From: Yury Norov <yury.norov@gmail.com>
To: Souradeep Chakrabarti <schakrabarti@microsoft.com>
Cc: Souradeep Chakrabarti <schakrabarti@linux.microsoft.com>,
KY Srinivasan <kys@microsoft.com>,
Haiyang Zhang <haiyangz@microsoft.com>,
"wei.liu@kernel.org" <wei.liu@kernel.org>,
Dexuan Cui <decui@microsoft.com>,
"davem@davemloft.net" <davem@davemloft.net>,
"edumazet@google.com" <edumazet@google.com>,
"kuba@kernel.org" <kuba@kernel.org>,
"pabeni@redhat.com" <pabeni@redhat.com>,
Long Li <longli@microsoft.com>,
"leon@kernel.org" <leon@kernel.org>,
"cai.huoqing@linux.dev" <cai.huoqing@linux.dev>,
"ssengar@linux.microsoft.com" <ssengar@linux.microsoft.com>,
"vkuznets@redhat.com" <vkuznets@redhat.com>,
"tglx@linutronix.de" <tglx@linutronix.de>,
"linux-hyperv@vger.kernel.org" <linux-hyperv@vger.kernel.org>,
"netdev@vger.kernel.org" <netdev@vger.kernel.org>,
"linux-kernel@vger.kernel.org" <linux-kernel@vger.kernel.org>,
"linux-rdma@vger.kernel.org" <linux-rdma@vger.kernel.org>,
Paul Rosswurm <paulros@microsoft.com>
Subject: Re: [EXTERNAL] [PATCH 3/3] net: mana: add a function to spread IRQs per CPUs
Date: Tue, 19 Dec 2023 06:03:49 -0800 [thread overview]

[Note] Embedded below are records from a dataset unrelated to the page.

PR #92191, opened 2023-09-17
Fix trimming of DebuggerDisplay with Name

arturek:
The `Name` property of the `DebuggerDisplay` attribute accepts the same format string as its `Value` property, but does not prevent trimming members it references. Thanks to this fix, members referenced by any of these two properties are not trimmed and can be displayed by a debugger.

Additionally, this change adds references of three projects to the illink solution file to fix its build errors.


vitek-karas (approved):
The change looks good - thanks!
@sbomer could you please also review this?

I would prefer to separate the solution file change to a different PR - as it's unrelated.

sbomer (commented):
Thank you! Should the `Type` property be given the same treatment?

arturek:
According to the [doc](https://learn.microsoft.com/en-us/visualstudio/debugger/using-the-debuggerdisplay-attribute?view=vs-2022#:~:text=They%20can%20be%20set%20to%20strings%20using%20the%20same%20syntax%20as%20the%20constructor.) this change should include `Type`. Thanks @sbomer for noticing it. I'll update the code and prepare another PR with the .sln file alone.

vitek-karas (approved):

vitek-karas:
@arturek Thanks a lot for the fix!

PR #92192, opened 2023-09-17
Improve the help message in build.ps1

arturek:
Prints the default architecture in the help message, which not always is obvious on Windows.

### DIFF
--- a/eng/build.ps1
+++ b/eng/build.ps1
@@ -30,7 +30,7 @@ function Get-Help() {
   Write-Host "Common settings:"
   Write-Host "  -arch (-a)                     Target platform: x86, x64, arm, arm64, or wasm."
   Write-Host "                                 Pass a comma-separated list to build for multiple architectures."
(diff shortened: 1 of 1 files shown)


eng/build.ps1
```diff
@@ -30,7 +30,7 @@ function Get-Help() {
   Write-Host "Common settings:"
   Write-Host "  -arch (-a)                     Target platform: x86, x64, arm, arm64, or wasm."
   Write-Host "                                 Pass a comma-separated list to build for multiple architectures."
-  Write-Host "                                 [Default: Your machine's architecture.]"
+  Write-Host ("                                 [Default: {0} (Depends on your machine's architecture.)]" -f [System.Runtime.InteropServices.RuntimeInformation]::ProcessArchitecture.ToString().ToLowerInvariant())
```
agocke, line 33: This doesn't look right. The machine architecture is not the same as the process architecture. Which one are we using?

arturek: My code is just a copy of the [initialization of this parameter](https://github.com/dotnet/runtime/blob/main/eng/build.ps1#L14). I haven't changed its description.

arturek: Thanks @hoyosjs . It took me a while to notice that my console unexpectedly defaults to x86 and that there's another version of the console which I should use.

akoeplinger (approved):

PR #92205, opened 2023-09-18
Use FMA in TensorPrimitives.CosineSimilarity

stephentoub:


src/libraries/System.Numerics.Tensors/src/System/Numerics/Tensors/TensorPrimitives.netcore.cs
```diff
@@ -80,9 +83,18 @@ private static float CosineSimilarityCore(ReadOnlySpan<float> x, ReadOnlySpan<fl
                     Vector512<float> xVec = Vector512.LoadUnsafe(ref xRef, (uint)i);
                     Vector512<float> yVec = Vector512.LoadUnsafe(ref yRef, (uint)i);
 
-                    dotProductVector += xVec * yVec;
-                    xSumOfSquaresVector += xVec * xVec;
-                    ySumOfSquaresVector += yVec * yVec;
+                    if (Avx512F.IsSupported)
```
stephentoub, line 86: Is this check needed inside of Vector512.IsHardwareAccelerated?

src/libraries/System.Numerics.Tensors/src/System/Numerics/Tensors/TensorPrimitives.netcore.cs
```diff
@@ -111,9 +123,18 @@ private static float CosineSimilarityCore(ReadOnlySpan<float> x, ReadOnlySpan<fl
                     Vector256<float> xVec = Vector256.LoadUnsafe(ref xRef, (uint)i);
                     Vector256<float> yVec = Vector256.LoadUnsafe(ref yRef, (uint)i);
 
-                    dotProductVector += xVec * yVec;
-                    xSumOfSquaresVector += xVec * xVec;
-                    ySumOfSquaresVector += yVec * yVec;
+                    if (Fma.IsSupported)
```
stephentoub, line 126: Is this check needed inside of Vector256.IsHardwareAccelerated?

src/libraries/System.Numerics.Tensors/src/System/Numerics/Tensors/TensorPrimitives.netcore.cs
```diff
@@ -140,9 +161,24 @@ private static float CosineSimilarityCore(ReadOnlySpan<float> x, ReadOnlySpan<fl
...
+                    }
+                    else if (AdvSimd.IsSupported)
+                    {
+                        dotProductVector = AdvSimd.FusedMultiplyAdd(dotProductVector, xVec, yVec);
+                        xSumOfSquaresVector = AdvSimd.FusedMultiplyAdd(xSumOfSquaresVector, xVec, xVec);
+                        ySumOfSquaresVector = AdvSimd.FusedMultiplyAdd(ySumOfSquaresVector, yVec, yVec);
+                    }
+                    else
+                    {
+                        dotProductVector += xVec * yVec;
```
EgorBo, line 178: do we care here about the fact these paths are not the same in terms of IEEE754?

src/libraries/System.Numerics.Tensors/src/System/Numerics/Tensors/TensorPrimitives.netcore.cs
EgorBo: --instruction-set avx2 doesn't enable FMA but enables Vector256.IsHardwareAccelerated so yes, this check is needed as avx2 doesn't imply FMA

src/libraries/System.Numerics.Tensors/src/System/Numerics/Tensors/TensorPrimitives.netcore.cs
EgorBo: No, it's not needed here, Avx512F is basically the baseline

huoyaoyuan:
I wonder if we can have cross-platform FMA intrinsic since it's really a frequently used operation. Or are JIT allowed to translate Multiply(Add(a, b), c) node into FMA? FP precision can be a concern.

EgorBo:
> I wonder if we can have cross-platform FMA intrinsic since it's really a frequently used operation. Or are JIT allowed to translate Multiply(Add(a, b), c) node into FMA? FP precision can be a concern.

We can introduce a cross-plat helper for it, but it will be either "approximate" (meaning its return value won't be the same for the same input on all platforms) or its non-FMA implementation will be terribly slower than a*b+c, e.g.: https://godbolt.org/z/8G63e6sKv

src/libraries/System.Numerics.Tensors/src/System/Numerics/Tensors/TensorPrimitives.netcore.cs
stephentoub: > My general impression that FMA doesn't improve things a lot to trade determinism for

What determinism are you referring to? Do you mean across machines?

I thought it was desirable in terms of gaining a more accurate answer by not losing accuracy due to intermediate rounding.

If it's not beneficial, we can close this, though then I wonder why we've gone through the trouble of exposing all of these FMA primitives.

EgorBo: > What determinism are you referring to? Do you mean across machines?

Yep, however, if we can assume FMA is mostly always available we can just change the fallback to match its behavior - it will be slower but at least the result will be repeatable accross different platforms.

> If it's not beneficial

It's probably just my impression, but I can be wrong. Also, like you mentioned, it also provides better accuracy

tannergooding:
> I wonder if we can have cross-platform FMA intrinsic since it's really a frequently used operation

We already have this, it is `T.FusedMultiplyAdd`. We don't have it for SIMD yet, but that's because its not universally available.

The best option would be some kind of `MultiplyAddEstimate` (matching the other `*Estimate` functions) which allows it to be optimized to the more efficient of `(a * b) + c` or `fma(a, b, c)`

src/libraries/System.Numerics.Tensors/src/System/Numerics/Tensors/TensorPrimitives.netcore.cs
tannergooding: Right, the actual performance benefit of `FMA` is marginal outside of specific scenarios but it does change the maximum error of the 2 step result from `1 ULP` to `0.5 ULP` (Units in Last Place). This may or may not be a problem depending on whether its part of a converged result.

The main places it helps with performance is very heavy `multiply-add` chains where it can allow better utilization of the multiplier unit. It can cause a perf regression or no improvement in some cases like `(a * b) + (c * d)” where all data is simultaneously ready due to the data dependence it introduces on the FMA

stephentoub:
@tannergooding, is this a good change to make? If no, I'll close it. If yes, can you review? Thanks.

tannergooding (approved):
Changes look good/correct to me.

Whether or not we take this I think depends on if we're okay with subtly different behavior depending on the hardware being used.

I, personally, think that difference is ok for this scenario. We already will have some different behavior due to the underlying C runtime algorithm for various Math/MathF APIs. We could opt to provide a configuration switch allowing users to opt out of the faster in favor of the more precise if it becomes a concern.

stephentoub:
SGTM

Message-ID: <ZYGixTdW4PYF3RjR@yury-ThinkPad> (raw)
In-Reply-To: <PUZP153MB07886CE88351F6B7A2AA0096CC97A@PUZP153MB0788.APCP153.PROD.OUTLOOK.COM>
On Tue, Dec 19, 2023 at 10:18:49AM +0000, Souradeep Chakrabarti wrote:
>
>
> >-----Original Message-----
> >From: Yury Norov <yury.norov@gmail.com>
> >Sent: Monday, December 18, 2023 3:02 AM
> >To: Souradeep Chakrabarti <schakrabarti@linux.microsoft.com>; KY Srinivasan
> ><kys@microsoft.com>; Haiyang Zhang <haiyangz@microsoft.com>;
> >wei.liu@kernel.org; Dexuan Cui <decui@microsoft.com>; davem@davemloft.net;
> >edumazet@google.com; kuba@kernel.org; pabeni@redhat.com; Long Li
> ><longli@microsoft.com>; yury.norov@gmail.com; leon@kernel.org;
> >cai.huoqing@linux.dev; ssengar@linux.microsoft.com; vkuznets@redhat.com;
> >tglx@linutronix.de; linux-hyperv@vger.kernel.org; netdev@vger.kernel.org; linux-
> >kernel@vger.kernel.org; linux-rdma@vger.kernel.org
> >Cc: Souradeep Chakrabarti <schakrabarti@microsoft.com>; Paul Rosswurm
> ><paulros@microsoft.com>
> >Subject: [EXTERNAL] [PATCH 3/3] net: mana: add a function to spread IRQs per
> >CPUs
> >
> >[Some people who received this message don't often get email from
> >yury.norov@gmail.com. Learn why this is important at
> >https://aka.ms/LearnAboutSenderIdentification ]
> >
> >Souradeep investigated that the driver performs faster if IRQs are spread on CPUs
> >with the following heuristics:
> >
> >1. No more than one IRQ per CPU, if possible; 2. NUMA locality is the second
> >priority; 3. Sibling dislocality is the last priority.
> >
> >Let's consider this topology:
> >
> >Node 0 1
> >Core 0 1 2 3
> >CPU 0 1 2 3 4 5 6 7
> >
> >The most performant IRQ distribution based on the above topology and heuristics
> >may look like this:
> >
> >IRQ Nodes Cores CPUs
> >0 1 0 0-1
> >1 1 1 2-3
> >2 1 0 0-1
> >3 1 1 2-3
> >4 2 2 4-5
> >5 2 3 6-7
> >6 2 2 4-5
> >7 2 3 6-7
> >
> >The irq_setup() routine introduced in this patch leverages the
> >for_each_numa_hop_mask() iterator and assigns IRQs to sibling groups as
> >described above.
> >
> >According to [1], for NUMA-aware but sibling-ignorant IRQ distribution based on
> >cpumask_local_spread() performance test results look like this:
> >
> >./ntttcp -r -m 16
> >NTTTCP for Linux 1.4.0
> >---------------------------------------------------------
> >08:05:20 INFO: 17 threads created
> >08:05:28 INFO: Network activity progressing...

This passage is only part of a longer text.